Donchanok Yomin shares her thought during core student leaders training session on sexual and reproductive health and rights for young people in Bangkok. This training prepared core students to cope with unintended pregnancy they might encounter in their schools.
According to Ministry of Public Health, teenage pregnancy rate remains high. In 2015, livebirths from women aged 10-19 years old or teenage was 104,289, 15% of the overall livebirths at 711,805.
“At our school, we collect data every year—starting ten years ago. At first the problem seemed worse, then when we implemented some campaigns to educate students on sexual and reproductive health and rights for young people. The problem has been improved in our school but I think elsewhere still a big issue,” says Nisakorn Raksasi, a teacher from Watpakbor School, Bangkok.
Funded by the United Nations Population Fund (UNFPA), the training on sexual and reproductive health and rights for young people is run by the Association for the Promotion of the Status of Women and ACCESS foundation. It is designed to decrease the number of unintended pregnancies in schools.
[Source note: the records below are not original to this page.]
PR #311, opened 2014-06-20
Allow custom exception message for @Security annotation

scaytrase:
Custom exception messages are essential to generate customized exception and error page views. Default message is not always acceptable to be displayed to the end user at least because of disclosing security expression used to restrict access.

PR #501, opened 2017-09-12
Allow custom exception message for @Security annotation

scaytrase:
Replaces #311 

> Custom exception messages are essential to generate customized exception and error page views. Default message is not always acceptable to be displayed to the end user at least because of disclosing security expression used to restrict access.

### DIFF
--- a/Resources/doc/annotations/security.rst
+++ b/Resources/doc/annotations/security.rst
@@ -54,6 +54,15 @@ Here is another example, making use of multiple functions in the expression::
     {
     }
 
+The message parameter allows you to customize the text shown to the user at the exception or error pages::
+
+    /**
+     * @Security("is_granted('POST_SHOW', post)", message="You have no rights to view this post.")
+     */
+    public function showAction(Post $post)
+    {
+    }
+
 .. note::
 
     Defining a ``Security`` annotation has the same effect as defining an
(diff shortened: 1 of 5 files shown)


Resources/doc/annotations/security.rst
```diff
@@ -15,7 +15,7 @@ The ``@Security`` annotation restricts access on controllers::
     class PostController extends Controller
     {
         /**
-         * @Security("has_role('ROLE_ADMIN')")
+         * @Security("has_role('ROLE_ADMIN')", message="Staff only.")
```
weaverryan: I'd probably not show the `message` here, so we can show the simplest usage example (and you do a nice job below of showing how to use it).

scaytrase:
Travis failure looks unrelated

Resources/doc/annotations/security.rst
scaytrase: Removed this one

Resources/doc/annotations/security.rst
```diff
@@ -54,6 +54,15 @@ Here is another example, making use of multiple functions in the expression::
     {
     }
 
+The message parameter allows you to customize the text shown to the user at the exception or error pages::
```
fabpot: I would just say: "The message parameter allows you to customize the exception message"

Exception messages are not meant to be displayed to the end user. I understand that it's easier to do it, but still not something I'd recommend.

fabpot:
While reviewing other PRs, I stumbled upon #374, which embeds this change as well. So, I'm going to close this one in favor of it. Thanks for your work on this.

PR #516, opened 2017-10-02
Add autoconfigure tag for ParamConverterInterface

B-Galati:
I tried to add the same behavior in `converters.xml` but it was not working..

```xml
 <instanceof id="Sensio\Bundle\FrameworkExtraBundle\Request\ParamConverter\ParamConverterInterface" public="true">
            <tag name="request.param_converter" />
</instanceof>
```

### DIFF
--- a/Resources/doc/annotations/converters.rst
+++ b/Resources/doc/annotations/converters.rst
@@ -296,7 +296,9 @@ on the request attributes, it should set an attribute named
 ``$configuration->getName()``, which stores an object of class
 ``$configuration->getClass()``.
 
-To register your converter service, you must add a tag to your service:
+If you're using service `auto-registration and autoconfiguration`_,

Sixty core student leaders from grade 8 and teachers from 11 schools in Bangkok area attended the training.
Core student leaders learn about sex education and sexually transmitted diseases from Doctor Tharinee Lamluek from the Phayathai 2 Hospital, one of UNFPA Thailand’s key partners in entitling sexual and reproductive health and rights to young people. “There are more and more unintended pregnancy among teenagers, and more cases of sexually transmitted diseases in school. So I think the best way is to give them knowledge so they know how to protect themselves,” she says.
Core student leaders also practice calling Hotline number 1663, which is the number to dial when ones want to consult about unintended pregnancy and sexual transmitted diseases. “We teach students that they need to prepare information before making a call,” says Somyot Wongkian, a male teacher from Ladkrabang School, “they should know information about their friend’s period, also the last time their friend is sexually active because these are the questions they will be asked when they call 1663.” Somyot states that it is better for students to reach out to friends in trouble.
“I see my friend who is feeling down so I asked her if sheis alright,” says Weerapat Duangsandee, a male core student leader in this project. “I would ask if her period came late or whether she had unprotected sex.”
“Our parents don't want us to talk or to think about sex because we are too young,” say Donchanok, “and they are worried that we might get pregnant or get sexual transmitted disease. But I think it’s better for us to know all the information [about sexual and reproductive health and rights]. That way, when we decide to be sexually active, we will know what we are doing. We will know how to protect ourselves.”